(Dimuat di Koran Kabar Banten, 21 November 2017)
Pekatnya asap rokok penduduk miskin seolah menjadi gambaran betapa rumitnya keterkaitan antara rokok dan kemiskinan. Berdasarkan data Badan Pusat Statistik jumlah penduduk miskin di Indonesia pada Maret 2017 mencapai 27,77 juta orang atau 10,64 persen dari total penduduk Indonesia. Jumlah ini bisa jadi semakin sulit dikeluarkan dari lingkaran kemiskinan jika melihat pola konsumsi penduduk miskin yang sangat memprihatinkan. Hal ini tercermin dari belanja rokok yang masih menjadi pengeluaran terbesar kedua setelah beras. Padahal angka penderita gizi buruk dan stunting pada keluarga miskin masih tinggi.
Data BPS 2016 juga menunjukkan satu dari empat balita di Indonesia
mengkonsumsi kalori kurang dari kebutuhan minimumnya. Sedangkan data dari
Pantauan Status Gizi (PSG) menunjukkan pada tahun yang sama jumlah balita
stunting mencapai 27,5 persen. Hal ini masih menjadi masalah bagi dunia
kesehatan karena berdasarkan rekomendasi WHO jumlah balita stunting harus di
bawah 5 persen.
Tingginya kasus stunting dan gizi buruk menempatkan Indonesia pada
peringkat kelima terburuk di dunia. Sedangkan stunting dan gizi buruk berisiko
paling besar terjadi pada keluarga miskin.
Hal ini harus menjadi perhatian khusus bagi pemerintah. Karena
anak-anak adalah aset negara yang harus dijaga. Di tangan merekalah masa depan
bangsa ini akan dilanjutkan. Kemajuan bangsa ini akan banyak ditentukan dari
sejauh mana bangsa ini memberikan perhatian kepada anak-anak, tidak terkecuali
anak-anak pada rumah tangga miskin. Karena yang kita harapkan anak-anak miskin
ini tiak mewarisi kemiskinan orang tuanya.
Kemiskinan memang bukan satu-satunya penyebab terjadinya gizi buruk
dan stunting. Namun kurangnya pemahaman penduduk akan pentingnya asi, pemahaman
gizi beragam, kondisi lingkungan hingga salah dalam mengalokasikan pendapatan
merupakan atribut yang melekat pada penduduk miskin itu sendiri.
Menilik pada pengeluaran penduduk miskin, patut disayangkan bahwa
rokok masih menjadi pengeluaran terbesar kedua setelah beras.
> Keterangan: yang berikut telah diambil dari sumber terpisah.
PR #588, opened 2020-09-09
Graphics page

johnkuney:
Creating graphics page for logos and visual identity.

Given these items do not change often and when they do likely all change at once, and that the downloadable images are not shown on the page, I opted to put the images in the static folder as it is much easier to manage than importing like we're doing with exchanges etc.


v2/src/pages/graphics.js
```diff
@@ -0,0 +1,367 @@
...
+              />
+            </div>
+          </Col>
+          <Col md={6} className={S.colorctnpadding}>
+            <Row>
+              <Col xs={4} className={S.colorctn}>
+                <span
+                  className={S.boxcolor}
+                  style={{ background: "#F59332" }}
+                ></span>
```
deadalnix, line 295: You can use a self closing tag

deadalnix (approved):

deadalnix (changes requested):
You need to update the links.

v2/src/pages/graphics.js
johnkuney: Ok sure updated

johnkuney:
Okay link in menu has been updated. The only reason I left it off is because wont it cause merge conflicts if I change the header links for different PRs? Thats why I only did one of them and was planning on doing the other right after...

v2/src/pages/graphics.js
```diff
@@ -0,0 +1,367 @@
...
+import AcceptedHere from "assets/images/logos/bitcoin-cash-accepted-here.jpg"
+import AcceptedHereOrange from "assets/images/logos/bitcoin-cash-logo-accepted-here-orange.jpg"
+import Donations from "assets/images/logos/bitcoin-cash-logo-donations-accepted.jpg"
+import DonationsOrange from "assets/images/logos/bitcoin-cash-logo-donations-accepted-orange.jpg"
+import DownloadIcon from "assets/icons/download.svg"
+
+const GraphicsPage = () => {
+  return (
+    <>
+      <SEO title="Bitcoin Cash Wallets" />
```
deadalnix, line 24: ???

johnkuney: ahh sorry missed it. Will update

Pengeluaran untuk
rokok mencapai lebih dari 11 persen atau tiga kali lipat jika dibandingkan
untuk pengeluaran telur ayam, tiga kali lipat dari pengeluaran daging ayam, dan
7 kali lipat dari pengeluaran untuk tempe maupun tahu.
Sifat kecanduan rokok memaksa keluarga miskin di Indonesia
melupakan pemenuhan terhadap pemenuhan gizi keluarga. Hal yang juga tidak kalah
mengherankan bagi penduduk miskin adalah adanya pengeluaran untuk mie instan
yang mencapai 2,59 persen di perkotaan dan 2,31 persen di perdesaan.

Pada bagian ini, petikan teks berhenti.